Love bared his teeth. “Not of you, I ain’t.”
“’Cause you got the Lord on your side.”
“Miracles go both ways, ‘Reverend.’ Long as I’m doing his work, I trust in His good will.”
“‘His work,’ huh?” Rook threw a glance back at Chess’s wrecked face, and felt his rage whip up higher than the wind itself. “Well, all right, then: Try this on for size.”
The verse was from Psalms — 139, to be specific. This close, it rained down on Love in molten silver-black, a cursed shower of wriggling worm-words blind-seeking for every entrance-point they could essay, to the very pores of Love’s straining skin. A blood-beat soul choir run anticlockwise, screaming out.
Surely thou wilt slay the wicked, O God: depart from me therefore, ye bloody men.
For they speak against thee wickedly, and thine enemies take thy name in vain.
Do not I hate them, O LORD, that hate thee? And am not I grieved with those that rise up against thee?
I hate them with perfect hatred: I count them mine enemies.
Love took it full to the face, but Rook had to give him credit; all it seemed to do was make him madder.
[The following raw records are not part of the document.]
PR #267, opened 2021-03-09
Adding Ubuntu20.10 setup script support

AvengerMoJo:
Adding Ubuntu20.10 support 
 
1) Replacing the sed with the os-release file may or may not have quote after ID=
2) swap the order by installing the repo key before adding repo to avoid add-repo update without key. 


AvengerMoJo:
Thanks I have tested in a fresh download install Ubuntu20.10

PR #272, opened 2021-03-09
Add kiwi boxbuild for distro other than openSUSE

AvengerMoJo:
Adding python3-kiwi-boxed-plugin so distribution other than openSUSE could use boxbuild to create an image without adjusting the image creation process. Meaning other distributions will be downloading an openSUSE build env to create microOS, instead of building the image with native env. It provides a cross distributions build script without modifying the kiwi config one by one.
The downside of using boxbuild in other distribution is that requires downloading around 600MB of build environment and the kiwi build will be running in a qemu environment. 

Update the build script for Debian and Ubuntu to use the boxbuild option with kiwi-ng 

### DIFF
--- a/tools/build-image.sh
+++ b/tools/build-image.sh
@@ -188,11 +188,27 @@ cp ${imgdir}/microOS/config.{sh,xml} ${build}/
 bundle || exit 1
 
 mkdir ${build}/{_out,_logs}
-(set -o pipefail
-sudo kiwi-ng --debug --profile=${profile} --type oem \
-  system build --description ${build} \
-  --target-dir ${build}/_out |\
-  tee ${build}/_logs/${build_name}-build.log)
+
+osid=$(grep '^ID=' /etc/os-release | sed -e 's/\(ID=["]*\)\(.\+\)/\2/' | tr -d '"')
+case $osid in
+  opensuse-tumbleweed | opensuse-leap)
+    (set -o pipefail
+    sudo kiwi-ng --debug --profile=${profile} --type oem \
+      system build --description ${build} \
+      --target-dir ${build}/_out |\
+      tee ${build}/_logs/${build_name}-build.log)
+    ;;
+  debian | ubuntu)
+    (set -o pipefail
+    sudo kiwi-ng --debug --profile=${profile} --type oem \
+      system boxbuild --box tumbleweed --no-update-check -- --description ${build} \
+      --target-dir ${build}/_out |\
+      tee ${build}/_logs/${build_name}-build.log)
+    ;;
+  *)
+    echo "error: unsupported distribution ($osid) kiwi-ng may not work"
+    exit 1
+      ;;
+esac
 
 exit $?
-
--- a/tools/setup-dev.sh
+++ b/tools/setup-dev.sh
@@ -11,6 +11,7 @@ dependencies_opensuse_tumbleweed=(
   "npm"
   "vagrant"
   "vagrant-libvirt"
+  "libvirt-daemon"
 )
 
 dependencies_debian=(
@@ -20,9 +21,11 @@ dependencies_debian=(
   "python3-pip"
   "python3-rados"
   "python3-kiwi"
+  "python3-kiwi-boxed-plugin"
   "python3-venv"
   "nodejs"
   "vagrant"
+  "libvirt-daemon"
 )
 
 dependencies_ubuntu=(
@@ -32,9 +35,11 @@ dependencies_ubuntu=(
   "python3-pip"
   "python3-rados"
   "python3-kiwi"
+  "python3-kiwi-boxed-plugin"
   "python3-venv"
   "nodejs"
   "vagrant"
+  "libvirt-daemon"
 )
 
 usage() {


ml8mr (commented):
I don't have a machine with nested virt handy, but did test this in a VM. OS detection works well, and the kiwi-ng command worked for that environment. (I'll try to track down a test machine and spin it up there shortly.)

ml8mr (approved):
Testing on real hardware went well, so this is approved from my side. (As a small sidenote, we may want to add libvirt components to the dependency list.)

votdev:
Hmmm, sounds like https://github.com/aquarist-labs/aquarium/tree/main/images/microOS_build_env with another approach. Can't we harmonize them?

AvengerMoJo:
Yes, the benefits of using kiwi boxbuild is eliminated our effort to support cross platform build and it allows a single kiwi config to generate the same image across different distro. 
I am unsure but maybe using docker build for different platform may need up require us to maintain more build environment work and multiple docker file for different platform.

votdev:
> Yes, the benefits of using kiwi boxbuild is eliminated our effort to support cross platform build and it allows a single kiwi config to generate the same image across different distro.
> I am unsure but maybe using docker build for different platform may end up require us to maintain more build environment work and multiple docker file for different platform.

The idea of the Docker container is to have only one build environment (based on openSUSE Leap) that can be run on every platform to build the MicroOS Vagrant box.

AvengerMoJo:
Right, I understand. That's the reason I am using the kiwi boxbuild in the same build script all platform. So we don't have to maintain multiple build script for different platform.

tools/build-image.sh
```diff
@@ -85,7 +85,9 @@ if ! kiwi-ng --version &>/dev/null ; then
   error_exit "missing kiwi-ng"
 fi
 
-if ! /sbin/mkfs.btrfs --version &>/dev/null ; then
+
+MKFS_BTRFS=`which mkfs.btrfs`
```
jecluis, line 89: Apparently, using `which` introduces a new dependency, and I've been advised to refrain from using it.

jecluis (commented):
While I enjoy the idea of having one single script, relying on kiwi, to build all images for whatever flavors, I'm stuck on figuring out why we want this. I'm guessing this is meant to enable users running on distros other than opensuse to build our microOS image, but I'm not sure what benefits this has over @votdev 's docker-based builder (which, IIRC, basically does the same thing but building on an opensuse image instead).

AvengerMoJo:
> While I enjoy the idea of having one single script, relying on kiwi, to build all images for whatever flavors, I'm stuck on figuring out why we want this. I'm guessing this is meant to enable users running on distros other than opensuse to build our microOS image, but I'm not sure what benefits this has over @votdev 's docker-based builder (which, IIRC, basically does the same thing but building on an opensuse image instead).

Understand, I'm not trying to say which is better. But my idea is for us to only need to maintain one build process and the kiwi boxbuild come free from the project. Therefore we don't have to maintain it in a long run.

jecluis:
Yeah, I don't have a strong enough opinion to say which way would be ideal. Maybe @tserong has an opinion?

tserong:
It looks like the difference is that with this PR, you can run `./tools/build-image.sh` immediately on any OS (well, on openSUSE or Debian/Ubuntu so far), whereas with the Docker container approach you first have to build and start the docker container on non-openSUSE distros, _then_ you can run `./tools/build-image.sh`. So it's a slightly different workflow. This PR means we have a simpler process, but also means we need to add other supported distros to the list in that `case` statement. The Docker container means a different process, but "should work anywhere" automatically.

Having said all that, TBH I don't really have a strong preference either way myself. Sorry!

jecluis:
The one benefit of one over the other that comes to mind is that with the kiwi approach we do cache packages, so fewer downloads between builds (which is cool if you are building an image very frequently).

Then again, given I don't have a stronger opinion than that, I'd say have them both until a time where one becomes the clear winner? :shrug:

tserong:
> Then again, given I don't have a stronger opinion than that, I'd say have them both until a time where one becomes the clear winner? shrug

Fine by me :-)

jecluis:
Okay. @AvengerMoJo let's fix the conflict and then I'll be happy to approve and merge.

tools/build-image.sh
```diff
@@ -188,11 +188,27 @@ cp ${imgdir}/microOS/config.{sh,xml} ${build}/
...
+  opensuse-tumbleweed | opensuse-leap)
+    (set -o pipefail
+    sudo kiwi-ng --debug --profile={profile} --type oem \
+      system build --description ${build} \
+      --target-dir ${build}/_out |\
+      tee ${build}/_logs/${build_name}-build.log)
+    ;;
+  debian | ubuntu)
+    (set -o pipefail
+    sudo kiwi-ng --debug --profile=Ceph-Vagrant --type oem \
```
jecluis, line 203: you might want to change this to `${profile}` as well, instead of `Ceph-Vagrant`?

jecluis (changes requested):
Also, not that it is too much of a blocker, it would be nicer to have the commit rebased on top of  main rather than a merge :shrug:

kshtsk:
Integration test failed:
```
>>> + sudo kiwi-ng --debug '--profile={profile}' --type oem system build --description /home/opensuse/aquarium/images/build/aquarium --target-dir /home/opensuse/aquarium/images/build/aquarium/_out
>>> + tee /home/opensuse/aquarium/images/build/aquarium/_logs/aquarium-build.log
>>> [ DEBUG   ]: 11:23:48 | EXEC: [mkdir -p /home/opensuse/aquarium/images/build/aquarium/_out/build]
>>> [ INFO    ]: 11:23:48 | Loading XML description
>>> [ INFO    ]: 11:23:48 | Support for XML markup available
>>> [ ERROR   ]: 11:23:49 | KiwiProfileNotFound: profile {profile} not found for host arch x86_64
```

Someone forgot a dollar sign.

tools/build-image.sh
```diff
@@ -188,11 +188,27 @@ cp ${imgdir}/microOS/config.{sh,xml} ${build}/
...
-  system build --description ${build} \
-  --target-dir ${build}/_out |\
-  tee ${build}/_logs/${build_name}-build.log)
 
-exit $?
+osid=$(grep '^ID=' /etc/os-release | sed -e 's/\(ID=["]*\)\(.\+\)/\2/' | tr -d '"')
+case $osid in
+  opensuse-tumbleweed | opensuse-leap)
+    (set -o pipefail
+    sudo kiwi-ng --debug --profile={profile} --type oem \
```
kshtsk, line 196: This is caught by jenkins job.

AvengerMoJo:
> Also, not that it is too much of a blocker, it would be nicer to have the commit rebased on top of main rather than a merge
Rebased but I am not sure how to squash it into a single commit

tools/build-image.sh
AvengerMoJo: fix that

tools/build-image.sh
AvengerMoJo: fix that

jecluis (approved):

jecluis (changes requested):
somehow we still have 4 commits on this PR. I fear this might break history. _sigh_

jecluis:
@AvengerMoJo if you don't mind, something like this should fix the branch just well enough to merge:

```
$ git checkout origin/main -b fancy-branch
$ git cherry-pick 9c9427f4f615520399117ba611c459caba5a4bcd 5812dcd7a93fa2ece791c3253aa914f92058e38e
$ git push your-fork-remote fancy-brach
```

And open a new PR with that branch. We can then squash the two commits upon merge.

And I would very much encourage not developing on your main branch, but that's just my preference :)

AvengerMoJo:
close this and replace it with #285

PR #273, opened 2021-03-10
gravel: Add option to configure port via cmd args

votdev:
Add the command line argument "--port" to run_aquarium.sh to change the port gravel is listening to. Defaults to 1337.

### DIFF
--- a/run_aquarium.sh
+++ b/run_aquarium.sh
@@ -23,12 +23,14 @@ has_config=false
 config_path=""
 is_new=false
 with_systemdeps=false
+port=1337
 
 while [[ $# -gt 0 ]]; do
   case $1 in
     -d|--debug) is_debug=true ;;
     -c|--config) has_config=true ; config_path=$2 ; shift 1 ;;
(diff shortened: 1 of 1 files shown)


run_aquarium.sh
```diff
@@ -23,12 +23,14 @@ has_config=false
...
 is_new=false
 with_systemdeps=false
+port=1337
 
 while [[ $# -gt 0 ]]; do
   case $1 in
     -d|--debug) is_debug=true ;;
     -c|--config) has_config=true ; config_path=$2 ; shift 1 ;;
     -n|--new) is_new=true ;;
+    -p|--port) port=$2 ; shift 1 ;;
```
jecluis, line 33: this needs a check for whether `${port}` is populated afterwards. Something like `./run_aquarium --port` or `./run_aquarium --port ""` would end up with an empty variable.

jecluis (changes requested):

jecluis:
@votdev will you be pushing for this still?

jecluis (approved):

“How dare you?” He demanded, bitter-thick, through near-clogged lips. “How dare you take the Lord’s Word in vain, when you stand already on the edge of damnation — ”
“Oh, it ain’t in vain, believe you me. Still, if this ain’t proof enough of that, already . . .”
Rook clapped one hand against Love’s forehead, knocking the preacher-hat groundward, and forced himself inside: a healing in reverse, opening that invisible third eye in Love’s skull up like a glory hole with one violent thrust forward into darkness, sure to his back teeth he could fuck anything he found inside ’til it screamed. And fully expecting that what lay beyond would be nothing more (or less) than the contents of his own brain-pan — a hollow core of ignorance and doubt, wrapped in memorized words. Good intentions, masked in a bag of wind.
He’d never seen any angels, after all. Never heard any still, small voice . . . not ’til after he was hung. And even then — only hers.
Instead, Rook gasped out loud, staggered and went down hard, all a-tremble. Around them, the sand stuttered, thinning far enough in places to show the crowd outside what was happening, and Love’s champions literally leapt to his defence — Tree-trunk at the fore and grabbing for Chess yet again, only to take a bullet straight in his growling mouth. Meanwhile, more shots rang out from a handful of very different positions, as Hosteen and the rest weighed in at last.
Love’s woman hit the dirt, baby tucked against her with both arms. And Love — nose bleeding, but otherwise unscathed — yelled back at her over Rook’s head, which had begun to flail back and forth as the contents of Love’s soul coursed through him: “Sophy, take the boy and run, ’fore our Lord’s vengeance busts its banks! He’ll keep you too, girl! Run run run — ”
Sophy, Rook knew, wishing he didn’t. Sophronia. And the boy, the boy is — Gabriel. Like the angel.
Chess grabbed hold of Rook’s shoulder and shoved, hard. “Ash! What the shit — ”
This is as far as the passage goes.